As the Christmas break approached, I had never been so excited for a break. I had a great semester and I had learned so much, but I was more exhausted than I could remember. All I wanted to do was NOTHING for a full two weeks. And I did, it was great.
People asked me so many times over the break, “So, what are you doing now?” And I always repsonded, “In January, I’ll be subbing, and hopefully I’ll apply for some positions that are open for the second semester.” Only, as the break continued, it actually BECAME January. How did that happen? All my friends were getting ready to go back to school, and I wasn’t even really sure what I was getting ready for. A new season, I guess, and I wasn’t even really sure what that meant.
The Friday before classes started back up again, my teaching certificate arrived in the mail. This is good. This is important. This is exciting. This is sad. Why was I sad? I wasn’t really sure, but I felt this sense of loss amidst my excitement.
Monday came, and I was still waiting for my username to use the website for substitutes. I was getting anxious. Everybody was back in school, and I had nothing to do. I visited the school where I interned and returned some marking. I went to Starbucks. I stopped by the bank. In the afternoon, I checked my email and there was my username. I was officially a substitute teacher.
Tuesday morning there were no substitute jobs. By the middle of the morning, I was bored to tears. Then, at lunch, I received a call. Grade 3/4 for the afternoon. I was thrilled. I headed to the school and was soon greeted by several energetic 8 and 9 year olds. Immediately, I made a rookie mistake. “What’s your name?!” A little boy asked. “Kailee-SHOOT, whoops, Miss Brennan. My name is Miss Brennan.” *hand over face* “KAILEE?! Is that your REAL name? Your REAL name is KAILEE! Guys, her REAL name is Kailee. Kailee Kailee Kailee.” I pretty much made his day.
The rest of the afternoon was great. The kids were fun, and the EA was helpful and kind. Two little girls showed me their dance they made up to “Tik Tok.” I left feeling relieved.
The next day, I took a job doing grade nine science. What do I know about science? Not a lot. But, I googled Meiosis and Mitosis at 7:30 in the morning, did some reading and watched some YouTube.
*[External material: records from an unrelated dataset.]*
Issue #4523, opened 2025-12-13
Enhancement: allow customizing error OpenAPI schemas


Yolley:
### Summary

Method `create_error_responses` creates OpenAPI schemas assuming that generated responses from HTTPException conform to the default [schema](https://github.com/litestar-org/litestar/blob/c77d63bc8a1ed55a7ebfb762d5847dbfe2990a49/litestar/_openapi/responses.py#L295). But given that error responses can be customized via exception handlers or plugins (i.e. [problem_details](https://docs.litestar.dev/2/reference/plugins/problem_details.html#module-litestar.plugins.problem_details)).

May be it makes sense to either expose `ResponseFactory` customization or at least be able to provide a custom `create_error_responses` handler to OpenAPIConfig or the app itself?

<details>
<summary>For now I am patching the method like so</summary>

```python
def create_problem_details_responses(exceptions: list[type[HTTPException]]) -> Iterator[tuple[str, OpenAPIResponse]]:
    """Create the schema for error responses, if any."""
    grouped_exceptions: dict[int, list[type[HTTPException]]] = {}
    for exc in exceptions:
        if not grouped_exceptions.get(exc.status_code):
            grouped_exceptions[exc.status_code] = []
        grouped_exceptions[exc.status_code].append(exc)
    for status_code, exception_group in grouped_exceptions.items():
        exceptions_schemas = []
        group_description: str = ""
        for exc in exception_group:
            example_title = ""
            example_detail = ""
            if hasattr(exc, "detail") and exc.detail:
                group_description = exc.detail
                example_detail = exc.detail

            if not example_title:
                with contextlib.suppress(Exception):
                    example_title = HTTPStatus(status_code).phrase

            exceptions_schemas.append(
                Schema(
                    type=OpenAPIType.OBJECT,
                    required=["title", "status"],
                    properties={
                        "status": Schema(type=OpenAPIType.INTEGER),
                        "title": Schema(type=OpenAPIType.STRING),
                        "detail": Schema(type=OpenAPIType.STRING),
                        "extra": Schema(
                            type=[OpenAPIType.NULL, OpenAPIType.OBJECT, OpenAPIType.ARRAY],
                            additional_properties=Schema(),
                        ),
                    },
                    description=pascal_case_to_text(get_name(exc)),
                    examples=[{"status": status_code, "title": example_title, "detail": example_detail, "extra": {}}],
                )
            )
[...]

Issue #4003, opened 2025-02-15
Bug: Very difficult to customize exceptions outputted to OpenAPI


umarbutler:
### Description

Lets say I have the below custom exception:
```
class ChunkingTimeoutError(HTTPException):
    status_code = 504
    detail = "Chunking timed out. Did you try to chunk a very large text with a very low chunk size or very little variation in levels of whitespace?"
```

There is no way that I can see for me to make the description of the status code itself "Chunking timed out" or "Timeout error" while at the same time having the description of the error itself (as defined in `detail`) be the longer message "Chunking timed out. Did you try to chunk a very large text with a very low chunk size or very little variation in levels of whitespace?".

Additionally, if I try this:
```
class ChunkingTimeoutError(HTTPException):
    status_code = 504
    detail = "Chunking timed out"
    extra = "Did you try to chunk a very large text with a very low chunk size or very little variation in levels of whitespace?"
```

The `extra` will not appear in the OpenAPI spec. Instead it will still be set to `{}`.

Annotating `ChunkingTimeoutError` with a `Body` does something quite weird as well.
```
class ChunkingTimeoutError(HTTPException):
    status_code = 504
    detail = "Chunking timed out. Did you try to chunk a very large text with a very low chunk size or very little variation in levels of whitespace?"

ChunkingTimeoutError = Annotated[ChunkingTimeoutError, Body(description="Chunking timed out")]
```

The above code will cause the description of the error to literally be set to the word "Annotated".

### MCVE

```python
# Your MCVE code here
```

### Steps to reproduce

```bash
1. Go to '...'
2. Click on '....'
3. Scroll down to '....'
4. See error
```

### Screenshots

```bash
"![SCREENSHOT_DESCRIPTION](SCREENSHOT_LINK.png)"
```

### Logs

```bash

```

### Litestar Version

2.14.0 final

### Platform

- [x] Linux
- [ ] Mac
- [ ] Windows
- [ ] Other (Please specify in the description above)

umarbutler:
I'm also unable to customize the title of exceptions. `__schema_name__` did not help.

Umpire2018:
```python
from litestar import Litestar, get
from litestar.exceptions import HTTPException

class ChunkingTimeoutError(HTTPException):
    status_code = 504
    detail = "Chunking timed out. Did you try to chunk a very large text with a very low chunk size or very little variation in levels of whitespace?"

@get(
    "/greet",
    raises=[ChunkingTimeoutError],
)
[...]

Issue #3021, opened 2024-01-24
Enhancement: Generate `raises` `HTTPException`s as OpenAPI components


tuukkamustonen:
### Summary

```py
@get(raises=[NotFoundException])
def endpoint(): ...
```

...seems to inject each declared `raises` entry as duplication into the generated OpenAPI spec:

```json
          "404": {
            "description": "Nothing matches the given URI",
            "content": {
              "application/json": {
                "schema": {
                  "properties": {
                    "status_code": {
                      "type": "integer"
                    },
                    "detail": {
                      "type": "string"
                    },
                    "extra": {
                      "additionalProperties": {},
                      "type": [
                        "null",
                        "object",
                        "array"
                      ]
                    }
                  },
                  "type": "object",
                  "required": [
                    "detail",
                    "status_code"
                  ],
                  "description": "Not Found Exception",
                  "examples": {
                    "NotFoundException": {
                      "value": {
                        "status_code": 404,
                        "detail": "Not Found",
                        "extra": {}
                      }
                    }
                  }
                }
              }
            }
          },
```

That's quite lengthy, consider 100 endpoints and it's going to be there 100 times.

Could these be injected into the components section, rather:

```json
    "components": {
        "schemas": {
            "NotFoundException": {
              "description": "Not Found Exception",
              "type": "object",
              "properties": {
                "status_code": {
                  "type": "integer"
                },
                "detail": {
                  "type": "string"
                },
                "extra": {
                  "additionalProperties": {},
                  "type": [
                    "null",
                    "object",
                    "array"
                  ]
                }
              },
              "required": [
                "detail",
                "status_code"
              ],
              "examples": {
                "NotFoundException": {
                  "value": {
                    "status_code": 404,
                    "detail": "Not Found",
                    "extra": {}
                  }
                }
              }
```

Then the references much become much shorter:

```json
                    "404": {
                        "description": "Nothing matches the given URI",
                        "content": {
                            "application/json": {
                                "schema": {
                                    "$ref": "#/components/schemas/NotFoundException"
                                }
                            }
                        }
                    },
```

provinzkraut:
@guacs

guacs:
I think this seems reasonable.

I think there was some discussion related to this with @peterschutt. I think his idea was to move everything into components (i.e. all complex types including user defined types) and only have references to them within the schema.

peterschutt:
[...]

Issue #3020, opened 2024-01-24
Enhancement: Allow customizing `HTTPException` content in OpenAPI spec


tuukkamustonen:
### Summary

How `HTTPException`s get into OpenAPI spec is done is in https://github.com/litestar-org/litestar/blob/14759558cf231c61049fdd5b65a39eccb8841616/litestar/_openapi/responses.py#L280-L285. The fields written (`status_code`, `detail`, `extra`) is hard-coded there.

How about asking this from the `HTTPException` class instead, so that if adds fields or customizes `HTTPException` in general, it would be also possible to reflect that in the OpenAPI spec?

tuukkamustonen:
Thinking out loud, for the rationale here, we often add `error` or similar field to the responses:

```json
{
    "status_code": 409,
    "detail": "User already has thing X",
    "error": "AFP00146"
}
{
    "status_code": 409,
    "detail": "Some other case which leads to conflict",
    "error": "AFP00147"
}
```

This will allow the caller to identify the error, due to the more granular `error` compared to 409 status code.

Two things here:

1. Need to add that `error` to the OpenAPI spec (what this PR is about)
2. Would need to somehow render this in OpenAPI GUIs

Regarding (2), when you configure `raises=[BadRequest]

```py
class UserAlreadyHasThingX(HTTPException):
    status_code: int = HTTP_409_CONFLICT
    error: str = "AFP00146"

class SomeOtherConflict(HTTPException):
    status_code: int = HTTP_409_CONFLICT
    error: str = AFP00147"  # or this could be `some_other_conflict`, as long as it's identifier

@get(..., raises=[UserAlreadyHasThingX, SomeOtherConflict])
def endpoint(): ...
```

This will generate `oneOf` array in the OpenAPI schema, which is nice. All GUIs know how to show them, e.g..

![image](https://github.com/litestar-org/litestar/assets/94327/5facb6aa-f71a-426f-ab75-23538737b8e4)

The problem is, that both schemas are similar (except their description), so there's no benefit. We'd need to generate literal/enum `AFP00146`/`AFP00147` for the `error` fields, so that reader would understand that despite the similar fields (in all error responses) the values (and descriptions) for certain errors are different.

PR #4757, opened 2026-05-09
feat(openapi): OpenAPISpecPlugin for plugin-contributed document fragments

cofin:
This PR adds `OpenAPISpecPlugin`, a small public extension point that lets any plugin contribute fragments to the generated OpenAPI document. The hook is generic, not security-shaped — a plugin returns a sparsely-populated `Components` for the document and a sparsely-populated `Operation` for each route handler, and Litestar's schema constructor merges those fragments in with explicit, audited per-field rules.

The class lives at `litestar.plugins.OpenAPISpecPlugin` with two no-op default methods: `get_openapi_components()` and `get_openapi_operation(route_handler)`. Plugins are global — there is no `include`/`exclude` constructor knob. Per-route decisions are made inside the plugin's own contribution method, where it already has the route handler in hand. If a path-pattern filter is wanted later, it can mirror `ASGIMiddleware`'s exclusion knobs verbatim instead of inventing a third dialect.

Components and Operation merges raise `ImproperlyConfiguredException` on dict-key collisions instead of silently overwriting. `merge_openapi_components` walks an explicit allowlist of `Components` dict fields rather than introspecting via `dataclasses.fields()`, and names the field, the colliding key, and the contributing plugin label in the error message. `merge_openapi_operation` lands alongside as the per-operation merger: `security` extends, `tags` extend-and-dedup, `parameters` and `callbacks` raise on collision (parameters key on `(name, param_in)`), and `responses` merge by status code with collisions raising. Fields owned by the route handler and the schema constructor — `operation_id`, `summary`, `description`, `request_body`, `deprecated`, `external_docs` — raise at merge time if a plugin tries to set them.

The mergeable `responses` field is the upstream-facing answer to the exception-customization cluster (#2416, #3020, #3021, #4003, #4523): an exception-response plugin can return `Operation(responses={...})` and have those entries land in the operation without monkey-patching `OpenAPIConfig`. To make that work without colliding on every default-emitted error response, `PathItemFactory.create_operation_for_handler_method` runs a three-phase orchestration: collect each plugin fragment exactly once and union the `fragment.responses` keys into a `plugin_owned_status_codes` set; build the operation, threading that set into `create_responses_for_handler` so the default `ResponseFactory.create_responses` skips matching exceptions from default emission; merge the cached fragments. The returned fragment IS the plugin's claim — no separate discriminator method is needed.

`create_responses_for_handler` and `ResponseFactory.create_responses` gain an optional `plugin_owned_status_codes: set[str] | None = None` parameter. The default `None` preserves today's behavior byte-for-byte; only apps that register an `OpenAPISpecPlugin` returning `Operation(responses={...})` see the filter take effect.

No security semantics, no auth changes — just the document plumbing. Apps without an `OpenAPISpecPlugin` produce byte-identical OpenAPI output to before.

<hr>
📚 Documentation preview 📚: <a href="https://litestar-org.github.io/litestar-docs-preview/4757">https://litestar-org.github.io/litestar-docs-preview/4757</a>


litestar/plugins/base.py
```diff
@@ -276,10 +280,85 @@ def is_constrained_field(field_definition: FieldDefinition) -> bool:
...
+            ``exclude`` takes precedence over ``include``.
+    """
+
+    __slots__ = ("exclude", "include")
+
+    def __init__(
+        self,
+        *,
+        include: str | Iterable[str] | None = None,
+        exclude: str | Iterable[str] | None = None,
```
provinzkraut: What's the use case for these? Our current plugin mechanism is globally, i.e. they either don't apply to routes directly or to all routes.

litestar/plugins/base.py
```diff
@@ -276,10 +280,85 @@ def is_constrained_field(field_definition: FieldDefinition) -> bool:
...
+        self.include = include
+        self.exclude = exclude
+
+    def applies_to(self, route_handler: HTTPRouteHandler) -> bool:
+        """Return ``True`` if this plugin should contribute for ``route_handler``.
+
+        The default implementation honors :attr:`include` and :attr:`exclude` path patterns.
+        Subclasses can override this method for custom filtering logic.
+        """
+        paths = route_handler.paths
```
provinzkraut: If this is implemented, I think it should match (and probably re-use) the middleware exclusion logic (the one found in `ASGIMiddleware`)

litestar/plugins/base.py
```diff
@@ -276,10 +280,85 @@ def is_constrained_field(field_definition: FieldDefinition) -> bool:
...
+
+    def get_openapi_components(self) -> Components | None:
+        """Return OpenAPI components contributed by this plugin.
+
+        Returns:
+            Components to merge into the generated OpenAPI document, or ``None``.
+        """
+        return None
+
+    def get_openapi_security_requirements(
```
provinzkraut: This seems a bit too specific. Maybe it would make sense to have this be more general so that it can return arbitrary components for the route, and our schema constructor will figure out what to make of them?

litestar/_openapi/plugin.py
```diff
@@ -23,10 +24,21 @@
...
     from litestar.openapi.plugins import OpenAPIRenderPlugin
-    from litestar.openapi.spec import OpenAPI, PathItem
+    from litestar.openapi.spec import Components, OpenAPI, PathItem
     from litestar.routes import BaseRoute
 
 
+def merge_openapi_components(target: Components, source: Components) -> None:
+    """Merge contributed OpenAPI components into a generated components object."""
+    for field in fields(source):
+        if source_value := getattr(source, field.name, None):
```
provinzkraut: This is a dangerous pattern we've been bitten a *lot* by in the past. We need to make this more sound (less dynamic), and think about merge scenarios / conflicts, similar to what we're doing with the route handler merges

tests/unit/test_openapi/test_responses.py
```diff
@@ -162,6 +164,111 @@ class HouseNotFoundError(HTTPException):
     assert house_not_found_exc_response[1].description == HouseNotFoundError.detail
 
 
+# ---------------------------------------------------------------------------
+# T5b — plugin_owned_status_codes pre-pass parameter
```
cofin:
```suggestion
# plugin_owned_status_codes pre-pass parameter
```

I was basically an expert (that is a joke). I was back at the school where I interned, so I felt excited about that. I taught three grade nine sciences in a row. As I struggled to get the projector going in the first period, I was sweating bullets. But, as the morning progressed, and I re-taught Meiosis and Mitosis, I began to feel more confident.
I taught everything this last week. I thought science was a stretch. Then, I taught math, French, and grade nine boys phys ed (dodgeball, anyone?). I taught at my old high school. I taught on Friday when everybody stayed home from the snow – I had one student in French 10. I learned more about teaching in one week than I ever learned in a semester of university. I had to use my teacher-voice and tell some grade tens to “seriously, BE quiet.” To which they responded, “We listened when you were our teacher, but now you’re our SUB!” Grrrreat.
It was a weird week. It was exciting and exhilarating, but it was also hard. For four years, I had a purpose – I needed that degree. Everything revolves around that. Your evenings are spent doing homework, you work a job to pay your tuition, you volunteer to build up your resume. And then, all of the sudden, it’s over. You’ve accomplished what you’ve set out to do, and you’re left with the question, What now? I think that’s where that sense of loss comes from. My friend, Cher, called it “experiencing the pains of a new season of life.” She also asked, “Where will you devote your time? What do YOU want to accomplish now that school is done? Is it teaching or is it something else? What are some short term goals? And what are some long term goals?” I left that text unanswered, because right now, I don’t have answers.
This is a new journey for me, and an exciting one. I am working on answering some of those questions. I have an interview on Tuesday for a position starting in February. Eeek! I’ve been studying and trying to prepare. First short term goal! Deep breath.